A half-dozen jurors declined to comment in the lobby of the courthouse. The length of deliberations had startled some in the legal community but racketeering cases are notoriously complex; the verdict form was seven pages long.
After the verdict, a prosecutor in the case, Assistant US Attorney David G. Lazarus, was teary-eyed but beaming as colleagues hugged him.
One of the defendants, Sunrise Lee, a sales executive and former stripper who allegedly performed a lap dance for a doctor to get him to prescribe Subsys, fought back tears as she left the courthouse with her mother and her stepfather.

“She’s strong, and this is wrong,” her mother said.

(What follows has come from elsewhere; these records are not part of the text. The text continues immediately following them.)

PR #302, opened 2026-08-03
feat(trainer): add opt-in diffusion role residency

nussejzz:
## Summary

- Add independent diffusion lifecycle policies for train offload during generation, train offload during reward scoring, and rollout sleep after generation.
- Preserve existing defaults while allowing measured Train/Rollout/Reward residency on colocated GPUs.
- Make rollout wake/generate/eval cleanup exception-safe, including physical vLLM-Omni rollback when LoRA restoration fails.
- Validate prompt-tree DP geometry separately from flattened training rows and make FSDP2 activation-checkpoint replay re-enter sharding hooks without duplicating KV storage.

## Related Issue

N/A

## Test Plan

- `uvx --from pre-commit pre-commit run --files <all changed PR1 files>`
- `python -m compileall -q unirl/train_diffusion.py unirl/trainer/diffusion.py unirl/train/backend/fsdp/wrap.py unirl/rollout/engine/vllm_omni/engine.py`
- Latest-upstream top-of-stack Hydra compose:
  `python -m unirl.train_diffusion --config-name=diffusion/bagel/bagel_it2i_vllmomni --cfg job --resolve rollout_sleep_after_generate=false offload_train_during_reward=false`
- End-to-end smoke on 8x NVIDIA H20 96GB with `ByteDance-Seed/BAGEL-7B-MoT`, OpenGPT image-edit data, FSDP8, vLLM-Omni DP8/TP1, LoRA rank 64, 8 prompts x 8 samples, and two optimizer updates per rollout.
- Result: one complete rollout/reward/advantage/train step, reward `-1.0735`, ratio `1.0000±0.0000`, grad norm `0.0001`, peak HBM `88,430–88,538 MiB/card`, exit code 0, clean GPU teardown.
- No standalone test files are added; validation is pre-commit, config composition, compile checks, and the real DP8 smoke above.

## Compatibility / Risk

- Existing behavior is unchanged by default: train offload is disabled and rollout sleep remains enabled unless recipes opt in.
- `offload_train_during_reward` is additive; a reward on a disjoint `reward_fraction` slab never triggers train offload.
- No checkpoint or Sample/Part format changes.
- The highest-risk areas are FSDP2 activation-checkpoint wrapping and partial distributed lifecycle rollback; both were exercised by the top-of-stack H20 run.

## Reviewer Notes

- This is PR 1 of a three-PR stack. PR 2 adds the managed rank-affine reward child; PR 3 adds the BAGEL it2i consumer.

## Checklist


unirl/rollout/engine/vllm_omni/engine.py
```diff
@@ -178,34 +187,54 @@ def sleep(self) -> None:
...
+            except Exception:
+                self._wake_failed = True
+                logger.exception("vLLM-Omni rollback sleep failed after LoRA restore error")
+            else:
+                self._is_offloaded = True
+                self._wake_failed = False
+                self._weight_sync.mark_weights_released()
             raise
-        self._is_offloaded = False
+        self._wake_failed = False
```
CjhHa1: **P1 — A wake retry can still silently serve base weights.** `restore_lora_after_wake()` sets `_lora_loaded = False` when the re-push fails (`weight_sync.py:256`). On either a rollback-success retry or a degraded-wake retry, the next restore call then returns early at `weight_sync.py:235`; execution reaches this line, clears the failure latch, and `generate()` proceeds with `attach_lora=False`. Please preserve the intent that an adapter should be active separately from whether it is currently loaded, and clear this latch only after the cached adapter has actually been re-pushed successfully.

unirl/train/backend/fsdp/wrap.py
```diff
@@ -119,6 +146,24 @@ def fsdp_wrap(
...
 
+    if activation_checkpointing:
+        from torch.distributed.algorithms._checkpoint.checkpoint_wrapper import (
+            CheckpointImpl,
+            apply_activation_checkpointing,
+            checkpoint_wrapper,
+        )
+
+        block_ids = {id(layer) for layer in block_instances}
+        apply_activation_checkpointing(
```
CjhHa1, line 148: **P1 — This changes parameter namespaces before post-wrap loading.** `CheckpointWrapper` makes the parent model expose names such as `layers.0._checkpoint_wrapped_module.proj.weight` through `named_parameters()`, while its `state_dict()` remains canonical (`layers.0.proj.weight`). The post-wrap loaders use `named_parameters()` names for checkpoint coverage and LoRA `base_layer` remapping (`sharded_load.py` and the HunyuanImage3 materializer), so AC + meta-init can report near-zero coverage or leave base weights uninitialized. I reproduced the namespace mismatch with PyTorch's wrapper. Please make the wrapper name-transparent or normalize this prefix in every post-wrap name consumer.

unirl/trainer/diffusion.py
```diff
@@ -50,6 +134,8 @@ def __init__(
         train_fraction: float = 0.5,
         reward_fraction: float = 0.0,
         enable_fsdp_offload: bool = False,
+        offload_train_during_reward: bool = False,
```
CjhHa1, line 276: **P2 — This option is not wired into async diffusion.** `train_async_diffusion.py` does not forward it, and `AsyncDiffusionTrainer._score_completed()` calls `reward.score_and_attach()` directly instead of entering `_reward_phase()`. With the default `reward_fraction=0`, async reward scoring can share the train slab, so setting this documented option is silently ignored and can still OOM. Please forward the option and wrap async scoring in `_reward_phase()`, or explicitly reject the unsupported combination.

unirl/trainer/diffusion.py
```diff
@@ -440,6 +528,67 @@ def _build_request_sample(
             request = request.with_parts([*request.parts[:-1], frontier])
         return request
 
+    def _offload_for_reward_phase(self) -> bool:
+        """Whether a colocated reward may temporarily borrow the train cards."""
+        return self._offload_train_during_reward and not self._reward_is_separate and not self._uses_ema
```
CjhHa1: **P2 — An explicitly enabled reward offload is silently disabled for every EMA/DiffusionNFT run.** By the time the reward phase starts, `_generate_for_training()` has already restored the live adapter in its `finally` block, so the generation-time EMA restriction does not automatically apply here. This also conflicts with the README's unconditional shared-slab semantics. Please support reward-phase offload after EMA restoration, or fail validation and document that this combination is unsupported instead of ignoring the requested policy.

CjhHa1 (commented):
I found two correctness issues that can cause silent wrong-weight generation or break post-wrap weight loading, plus two lifecycle-policy gaps. Please address these before merging.

unirl/rollout/engine/vllm_omni/engine.py
nussejzz: Thanks for your review!

`_lora_loaded` was both "an adapter should be active" (intent)
and "the adapter is currently pushed" (state). The failure path cleared it as state,
while the restore gate read it as intent, so both retry paths (rollback-success re-wake
and the degraded-wake retry) early-returned without re-pushing.

The fix gates `restore_lora_after_wake()` on `_last_lora_tensors` — the cached adapter
is the durable intent, and it survives a failed re-push. `_lora_loaded` remains
state-only: cleared on a failed push, set back to True only by a successful
`set_lora_from_tensors*`. Base-model runs (nothing ever cached) keep the early return.

Validated with a state-machine simulation covering six scenarios including both of your
retry paths, plus a negative control: with the old gate the simulation fails at
"PATH A retry must re-push, not early-return"; with the new gate all six pass. Also
re-verified end-to-end on 2 nodes × 8 H20 (sleep-mode 2-rollout run).

unirl/train/backend/fsdp/wrap.py
nussejzz: Thanks!

I add a small utility function: wherever a name needs to be compared, first delete the shell name segment `_checkpoint_wrapped_module` before comparing.

unirl/trainer/diffusion.py
nussejzz: `AsyncDiffusionTrainer` now fails validation at startup when `offload_train_during_reward` is set, with an error explaining that async scoring runs at reap time outside `_reward_phase()` (so the
option would otherwise be silently ignored and a train-slab reward could still OOM).

unirl/trainer/diffusion.py
nussejzz: The hidden `not self._uses_ema` clause is removed from `_offload_for_reward_phase()`; instead the trainer now raises at startup when `offload_train_during_reward` is combined with an algorithm that sets `requires_ema_rollout` (EMA/DiffusionNFT), stating that the combination is unvalidated against `backend.ema` state rather than silently ignoring the policy.

haonan3:
Pushed a maintainer refresh to unblock this stack — the branch was written against a three-week-old main and had been un-mergeable since #232 landed.

**`d748311f` — merge of current main (semantic resolution of `unirl/trainer/diffusion.py`, 11 hunks).** The load-bearing decisions, so review can focus there:

- This branch's per-rollout method takes main's name **`_rollout_and_score`**; main's window-level `train_step` (#232: accumulation windows, pooled logging, transfer-queue reclaim seam) is the only `train_step`. The five residency helpers graft under it unchanged; the per-rollout timer stays in the window step.
- **Reward is optional on main**: the DP-geometry validation passes `reward_dp_size=1` without a `reward:` block, and `_rollout_and_score` enters `_reward_phase()` only when a reward exists — reward-less (OPD) recipes skip the offload window entirely.
- **evaluate/_eval_pass keep #346's contract** — the frozen `eval_sampling` overlay (this branch's `eval_cfg_text_scale` rebuild is gone; the attribute no longer exists on main) and the eval media path (`media_prefix` / `_log_eval_media` / the rewards rehydration write-back), composed with this branch's chunk-level wake/sync/sleep plumbing. Media logging sits outside `_reward_phase()` so the upload doesn't hold the train-offload window open.

**`fd485512` — three follow-ups:**
- **`ac_wrap_order` now defaults to `outside`.** The old forward-monkeypatch checkpoint never re-entered FSDP hooks on recompute, so `outside` is the composition all 71 existing AC recipes (including the shipped BAGEL family) have been running — defaulting to `inside` silently flipped them all. `inside` stays as the per-recipe opt-in; the bagel it2i recipe pins it in PR3 (the order its smoke validated), the HI3 recipes keep their explicit `outside` pins, and the wrap.py comment now describes the two orders without the REQUIRED claims that contradicted the shipped recipes.
- flux2_klein's deferred zero-init compares canonical names (the deferred op runs post-wrap) and fails loudly on an unmatched absent param — same bug class as the earlier post-wrap-loader fixes.
- `sleep_task`/`wake_task` check the per-stage `OmniACK`s: at the pinned vllm-omni, worker handlers swallow exceptions into `status="ERROR"`, so the new partial-transition latch never saw worker-side failures.

Verified: full `pre-commit run --all-files` (the CI lint job) green; Hydra compose of `bagel_vllmomni`, `bagel_vllmomni_async`, `sd3_opd_multi_teacher` under the real import chain; AST cross-check that both entry points pass exactly the merged constructor kwargs; exactly one `def train_step` in the merged trainer. **Not covered: a GPU smoke.** The two silent-regression risks to watch on the next real run: the eval filmstrip still uploads (`eval_interval>0` + `logging.log_media: true`), and the async startup rejection for `offload_train_during_reward` still fires.

haonan3:
GPU smoke results for the refreshed stack (8x H20, torch 2.11.0+cu126, tree = the current heads; runs on `bagel_trainside_lora` — 7B BAGEL, LoRA, colocated local PickScore, `reshard_after_forward: true`, `activation_checkpointing: true`, 14-step trainside replay):

**Run 1 — `ac_wrap_order` default (`outside`), `offload_train_during_reward=true`, 2 rollouts, eval every step:**
```
EVAL step 0  (4 spp, 14 steps, 512x512, cfg=1.0 eta=0.0)  reward=0.7780
rollout 1/2  reward=0.7826  gn=0.0001  ratio=1.0000±0.0000  clip=0.12
EVAL step 1  reward=0.7780
rollout 2/2  reward=0.6841  gn=0.0001  ratio=1.0000±0.0000
EVAL step 2  reward=0.7774
```
**Run 2 — `ac_wrap_order: inside` + `report_to_wandb` + `log_media=true`, 1 rollout:**
```
EVAL step 0  reward=0.7780      <- identical to Run 1's deterministic eval
rollout 1/1  reward=0.7864  ratio=1.0000±0.0000
EVAL step 1  reward=0.7773
```

What this establishes:

- **Both AC compositions are correct on the multi-use replay path.** `ratio=1.0000±0.0000` in both orders means replay log-probs match rollout log-probs exactly through the checkpointed recompute, and the deterministic eval reward is bit-stable across orders (0.7780 == 0.7780). The default flip to `outside` (= the pre-knob composition all existing AC recipes ran) is validated on the exact 7B/reshard/multi-step case the old comment claimed required `inside`; `inside` works as the opt-in.
- **The merged trainer path is live end to end**: window `train_step` → `_rollout_and_score` → `_generate_for_training`, `_reward_phase` offload/onload around colocated scoring (`offload_train_during_reward=true` exercised every rollout and eval chunk; `perf/{wake_up,sleep,reward}_time_s` all report).
- **#346's eval media path survived the merge**: the offline wandb run contains `files/media/images/eval/*.png` (8 files) and `media/images/rollout/*.png` — the filmstrip regression flagged during the resolution is provably absent.

Environment notes for anyone re-running: the box needed `torch==2.11.0+cu126` + matching `torchvision==0.26.0` (torch 2.7's FSDP2 still enforces uniform param dtype and rejects the repo's fp32-LoRA-over-bf16-base wrapping — repo floor, not a stack issue), plus `opencv-python-headless`/`sentencepiece` for the BAGEL vendor transforms; `BAGEL_PATH` must point at a local snapshot (the bundle reads `llm_config.json` directly, hub ids do not resolve). Not yet GPU-covered: the vLLM-Omni it2i engine path and the managed EditReward child (both need the author's engine/venv assets) — the trainside slice of the stack is what this validates.

CjhHa1:
@haonan3 I am starting the remaining validation runs on `debug-16gpu-0807` against the current PR stack:

1. Current-head vLLM-Omni BAGEL it2i end-to-end smoke (rollout → reward → train → clean teardown).
2. Real vLLM-Omni sleep/wake ACK success-path validation, including stage/task correlation.
3. Controlled ERROR-ACK / partial-transition recovery validation.
4. Current PR1+PR2+PR3 managed EditReward + vLLM-Omni integration smoke.
5. Current-head HI3 meta-init + `ac_wrap_order=outside` smoke if the required model/runtime assets on the debug host are available.

I will post the commands, exact heads, and results here once the runs finish.

CjhHa1:
@haonan3 The remaining current-head validation runs have completed successfully on `debug-16gpu-0807` (worker-0: 8×H20). The runtime tree was PR #304 `4c84180` plus the PR #302 delta through `4d1be5f`; PR #303 was `00d4ce9`. I used eight deterministic synthetic source images, so the reward values below are smoke signals only, not quality benchmarks.

### 1. Real ACK contract + injected recovery

Environment: torch `2.11.0+cu129`, CUDA `12.9`, vLLM `0.20.0`, vLLM-Omni `0.20.0`.

- Actual `OmniACK` fields were `task_id/status/stage_id/rank/freed_bytes/metadata/error_msg`.
- Nested object and msgpack-dict SUCCESS ACKs passed.
- Nested ERROR ACKs, transport error envelopes, empty/no-reporter results, wrong stage IDs, and stale task IDs all failed closed.
- Injected partial-wake and LoRA-restore + rollback double faults recovered through the transition latch.
- Marker: `PR302_ACK_AND_RECOVERY_OK`.

### 2. BAGEL it2i vLLM-Omni + managed EditReward

Shape: vLLM-Omni DP8/TP1, BAGEL LoRA rank 64, batch `8×2`, two optimizer updates, two rollouts, default sleep-after-generate policy.

- All eight rank-affine EditReward children reached resident readiness and each served both score requests with HTTP 200.
- The real lifecycle path ran end to end: generate → level-1 sleep ACK → reward/train → wake ACK + LoRA restore → second generate → sleep ACK → clean teardown.
- Rollout 1: reward `0.2466`, grad norm `0.0002`, ratio `1.0000±0.0000`, clip `0.00`.
- Rollout 2: reward `0.5773`, grad norm `0.0001`, ratio `1.0000±0.0000`, clip `0.00`.
- Exit code `0`.

### 3. HI3 meta-init + `ac_wrap_order=outside`

Shape: HunyuanImage-3 80B meta-init/FSDP8, batch `8×2`, two optimizer updates, one rollout.

- Materialization verified all 64 LoRA `base_layer` parameters loaded finite.
- A standalone EditReward server on launcher GPU1 served all eight requests with HTTP 200; the existing HunyuanOCR workload on launcher GPU0 was left untouched.
- Reward `-1.7689`, grad norm `0.0001`, ratio `1.0000±0.0000`, clip `0.00`.
- Exit code `0`.

Artifacts and full logs are under `/apdcephfs/private_aimicahchen/Experiments/pr302-current-head-validation-0811/`. All planned PR #302 current-head validation is now green.

CjhHa1 (approved):
LGTM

Prosecutors said the five defendants ran Insys like mobsters, displaying “brazen audacity.” They pressured sales staff to persuade doctors to prescribe higher and costlier doses of Subsys, and got physicians to abandon their duty to “first, do no harm.” Most patients who were prescribed Subsys didn’t have cancer, according to the government, and some got addicted.
As part of the conspiracy, prosecutors said, eight doctors and medical practitioners got more than $1.1 million disguised as “speaking fees.” Insys also set up a reimbursement center where employees allegedly lied to health insurers about patients’ symptoms to get them to cover Subsys for people without cancer.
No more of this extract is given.